Undang-Undang No. 12 tahun 2022 tentang Tindak Pidana Kekerasan Seksual (UU TPKS) sebagai payung hukum yang menjamin pemenuhan hak bagi setiap korban kekerasan seksual telah hadir sebagai harapan bagi setiap masyarakat. Namun tentu saja setiap kebijakannya harus didukung oleh layanan yang terpadu dan komprehensif pula. Pada proses implementasinya, UU ini harus diperkuat dengan kebijakan pendukung seperti Peraturan Pemerintah yang dapat memberikan petunjuk teknis secara detail bagaimana kebijakan ini diimplementasikan. Ketersediaan layanan yang terpadu menjadi hal yang wajib untuk memenuhi hak korban secara komprehensif. Pembahasan mengenai layanan yang komprehensif dan penyusunan PP ini, tentunya harus dilengkapi dengan rekomendasi dari masyarakat dan organisasi masyarakat sipil yang selama ini mendampingi dan hadir di sisi korban.
Menindaklanjuti hal tersebut, dirasa perlu adanya koordinasi dan diskusi bersama jaringan organisasi yang fokus pada pengawalan implementasi UU TPKS dan yang ada pada isu HKSRR. Oleh karena itu, Yayasan Kesehatan Perempuan (YKP) bersama koalisi SETARA2030 menginisiasi Focus Group Disscussion (FGD) yang dilaksanakan seara offline dan online dan dihadiri oleh OMS dan Individu Ahli pada tanggal 2 November 2022 di Jakarta.
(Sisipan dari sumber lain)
PR #1189, opened 2018-01-10
InsertExtractElim: Optimize through VectorShuffle, Mix

greg-lunarg:
This improves Extract replacement to continue through VectorShuffle.
It will also continue through Mix with 0.0 or 1.0 in the a-value of the desired
component.

To facilitate optimization of VectorShuffle, the algorithm was refactored
to pass around the indices of the extract in a vector rather than pass the
extract instruction itself. This allows the indices to be modified as the
algorithm progresses.

These two optimizations were necessary to remove significant dead code
(including dead samples from an unbound texture) from an HLSL shader
in a real-world Vulkan app ported from DX. Failure to remove the dead
samples caused validation layer warnings. These optimizations are required
for fxc equivalence.

### DIFF
--- a/source/opt/insert_extract_elim.cpp
+++ b/source/opt/insert_extract_elim.cpp
@@ -36,6 +36,7 @@ const uint32_t kVectorShuffleVec2IdInIdx = 1;
 const uint32_t kVectorShuffleCompsInIdx = 2;
 const uint32_t kTypeVectorCompTypeIdInIdx = 0;
 const uint32_t kTypeVectorLengthInIdx = 1;
+const uint32_t kTypeFloatWidthInIdx = 0;
 const uint32_t kExtInstSetIdInIdx = 0;
 const uint32_t kExtInstInstructionInIdx = 1;
 const uint32_t kFMixXIdInIdx = 2;
@@ -145,6 +146,11 @@ uint32_t InsertExtractElimPass::DoExtract(ir::Instruction* compInst,
         break;
       ir::Instruction* a_comp_inst = get_def_use_mgr()->GetDef(a_comp_id);
       if (a_comp_inst->opcode() != SpvOpConstant)
+        break;
+      // If a value is not 32-bit, give up
+      uint32_t a_comp_type_id = a_comp_inst->type_id();
+      ir::Instruction* a_comp_type = get_def_use_mgr()->GetDef(a_comp_type_id);
+      if (a_comp_type->GetSingleWordInOperand(kTypeFloatWidthInIdx) != 32)
         break;
       uint32_t u = a_comp_inst->GetSingleWordInOperand(kConstantValueInIdx);
       float* fp = reinterpret_cast<float*>(&u);
--- a/source/opt/insert_extract_elim.cpp
+++ b/source/opt/insert_extract_elim.cpp
@@ -45,15 +45,13 @@ const uint32_t kFMixAIdInIdx = 4;
 
 }  // anonymous namespace
 
-bool InsertExtractElimPass::ExtInsMatch(
-    const std::vector<uint32_t>& extIndices, const ir::Instruction* insInst,
-    const uint32_t extOffset) const {
+bool InsertExtractElimPass::ExtInsMatch(const std::vector<uint32_t>& extIndices,
+                                        const ir::Instruction* insInst,
+                                        const uint32_t extOffset) const {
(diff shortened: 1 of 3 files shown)


source/opt/insert_extract_elim.cpp
```diff
@@ -63,6 +77,124 @@ bool InsertExtractElimPass::IsVectorType(uint32_t typeId) {
...
+      uint32_t a_id = cinst->GetSingleWordInOperand(kFMixAIdInIdx);
+      ir::Instruction* a_inst = get_def_use_mgr()->GetDef(a_id);
+      uint32_t a_comp_id = DoExtract(a_inst, &aIndices, 0);
+      if (a_comp_id == 0)
+        break;
+      ir::Instruction* a_comp_inst = get_def_use_mgr()->GetDef(a_comp_id);
+      if (a_comp_inst->opcode() != SpvOpConstant)
+        break;
+      uint32_t u = a_comp_inst->GetSingleWordInOperand(kConstantValueInIdx);
+      float* fp = reinterpret_cast<float*>(&u);
```
s-perron: The specification for FMix says that the operands are floating point type, but does not specify their width.  You might need to add a check that it is 32-bit.

source/opt/insert_extract_elim.cpp
```diff
@@ -63,6 +77,124 @@ bool InsertExtractElimPass::IsVectorType(uint32_t typeId) {
...
+        cinst->opcode() == SpvOpConstantComposite) {
+      uint32_t vec_comp_type_id =
+        ctype_inst->GetSingleWordInOperand(kTypeVectorCompTypeIdInIdx);
+      if (compIdx < cinst->NumInOperands()) {
+        uint32_t i = 0;
+        for (; i <= compIdx; i++) {
+          uint32_t compId = cinst->GetSingleWordInOperand(i);
+          ir::Instruction* componentInst = get_def_use_mgr()->GetDef(compId);
+          if (componentInst->type_id() != vec_comp_type_id)
+            break;
```
s-perron: Is this case that is being looked for legal?  If something is of type vector everything must be the same type.  I guess I am  unclear of what "vector composition" means.

source/opt/insert_extract_elim.h
```diff
@@ -40,24 +40,29 @@ class InsertExtractElimPass : public Pass {
   Status Process(ir::IRContext*) override;
 
  private:
-  // Return true if indices of extract |extInst| starting at |extOffset|
+  // Return true if indices in |extIndices| starting at |extOffset|
   // match indices of insert |insInst|.
```
s-perron: It is also not clear how `extIndices` is to be interpreted.  I was able for figure it out because I knew it was replacing the indices from in an extract instruction.  Might be worth making the comments a little clearer.

source/opt/insert_extract_elim.cpp
greg-lunarg: K.

test/opt/insert_extract_elim_test.cpp
```diff
@@ -539,6 +539,270 @@ OpFunctionEnd
...
+OpStore %OutColor %23
+OpReturn
+OpFunctionEnd
+)";
+
+  SinglePassRunAndCheck<opt::InsertExtractElimPass>(
+      predefs + before, predefs + after, true, true);
+}
+
+TEST_F(InsertExtractElimTest, VectorShuffle2) {
```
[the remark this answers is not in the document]
greg-lunarg: K

source/opt/insert_extract_elim.cpp
greg-lunarg: This chunk of code was designed to handle both OpCompositeConstruct and OpConstantComposite. They are identical except that OpCompositeConstruct allows one additional construction: if constructing a vector, the constituents can be vectors with the same component type as the result of the OpCompositeConstruct. For the moment we are just bailing when we see that, but technically this can be optimized through.

source/opt/insert_extract_elim.h
greg-lunarg: K

greg-lunarg:
I think I have addressed all outstanding issues. Thanks for the reviews so far!

s-perron:
I'll merge this tonight if nobody else has any comments.

s-perron:
Rebased, squashed, and merged as 5eafc00a.

Issue #988, opened 2017-11-21
Add pretty-printing (disassembling) for instructions, basic blocks and operands.


dnovillo:

dneto0:
@alan-baker discovered some code in the test tree that disassembles a single instruction. But it fails on a single OpConstant instruction, likely because there is no definition of the type id.

The right way to do partial-disassembly is to specialize the full-module disassembler so you still run through the entire module but only pay attention to some of the strings coming out for the instructions you're interested in.

dneto0:
Some more on this:  Yes, you need the information from earlier in the module, especially for type information.   So you need to send in the entire module, and then watch for the particular instruction that you want to disassemble.  You could specify that as a word offset from the start of the module, but you probably don't have that offset information handy.   

Instead, you could look for the sequence of binary words that make up the instruction, and look for a match that is instruction-aligned. I think it's true that two instructions with exactly the same sequence of words should always map to the same disassembly string.  So it doesn't matter if there are two copies of something like OpBranchConditional %c %truebranch %falsebranch because they should disassemble to the string. (Note that instructions that return a result id are always unique'd since IDs live in a global number space.)

The other thing that helps get to a solution is that spvtools::ir::Instruction now holds onto its IRContext, and so can find its containing module.  So it has full information to reproduce its own disassembly.

alan-baker:
Rebased, squashed and committed as 672494da13d54cf72d41edc67ecc6b53c561afc6.

PR #1190, opened 2018-01-10
Adding ostream operators for IR structures

alan-baker:
Addresses #988.

* Added for Instruction, BasicBlock, Function and Module
* Uses new disassembly functionality that can disassemble individual
instructions
 * For debug use only (no caching is done)
 * Each output converts module to binary, parses and outputs an
 individual instruction
* Added a test for whole module output


CMakeLists.txt
```diff
@@ -85,7 +85,7 @@ if(${COMPILER_IS_LIKE_GNU})
     set(SPIRV_WARNINGS ${SPIRV_WARNINGS} -Werror)
   endif()
 elseif(MSVC)
-  set(SPIRV_WARNINGS -D_CRT_SECURE_NO_WARNINGS /wd4800)
+  set(SPIRV_WARNINGS -D_CRT_SECURE_NO_WARNINGS -D_SCL_SECURE_NO_WARNINGS /wd4800)
```
s-perron: Can you explain why you need to disable the warning?  Not in the code, but in a comment in the PR.  I don't know what the warning is, so I have not idea if this is a good idea or not.

source/disassemble.cpp
```diff
@@ -352,6 +352,56 @@ spv_result_t DisassembleInstruction(
   return disassembler->HandleInstruction(*parsed_instruction);
 }
 
+// Simple wrapper class to provide extra data necessary for targetted
```
s-perron: Targeted does not use the double t.

CMakeLists.txt
dneto0: Would be nice to document why this was needed.

alan-baker: Windows issues warning C4996 (and we have warnings as errors) for the std::equal I added to compare uint32_t's. It suggests using a version of std::equal that requires c++14 or a Windows specific extension. The warning is due to unchecked iterators (from the pointer increments). Linux and Mac are ok with this code and we only use c++11 so I can't use the newer version of std::equal.

alan-baker: I should also mention the other define there "_CRT_SECURE_NO_WARNINGS" generates the same warning number in Visual Studio.

source/opt/instruction.cpp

Dalam kegiatan ini dilakukan proses Identifikasi dan update terkait implementasi PP 61 /2014 dan PMK No 3/2016 dan kesiapan implementasi UU TPKS, Juga dilakukan review terhadap penyusunan PP UPTD dan Layanan secara bersama. dan analisis tantangan implementasi dan kebutuhan operasionalisasi UU TPKS.
FGD diawali dengan pemaparan oleh dengan narasumber Ika Ayu Kristianingrum yang membahas situasi pemenuhan akses kesehatan reproduksi saat ini. Pemaparan di lanjutkan oleh Ratna Batara Munti yang mebagikan hasil analisis tantangan implementasi dan kebutuhan operasionalisasi U TPKS. Sesi dilanjutkan dengan FGD yang dibagi dalam beberapa kelompok untuk memberikan masukan dan saran terhadap draft PP dan usulan bagaimana bentuk layanan bagi korban kekerasan seksual yang komprehensif.
FGD mengidentifikasi beberapa catatan akan tantangan dan kebutuhan yang diperlukan dalam mengawal layanan aborsi aman bagi korban kekerasan seksual :
- Masih ada stigma pada isu aborsi bahkan di dalam gerakkan Perempuan. Termasuk salah paham dalam memahami kontrasepsi darurat (Kondar) dianggap melakukan aborsi.
- Pendokumentasian kasus-kasus dan keputusan pengadilan.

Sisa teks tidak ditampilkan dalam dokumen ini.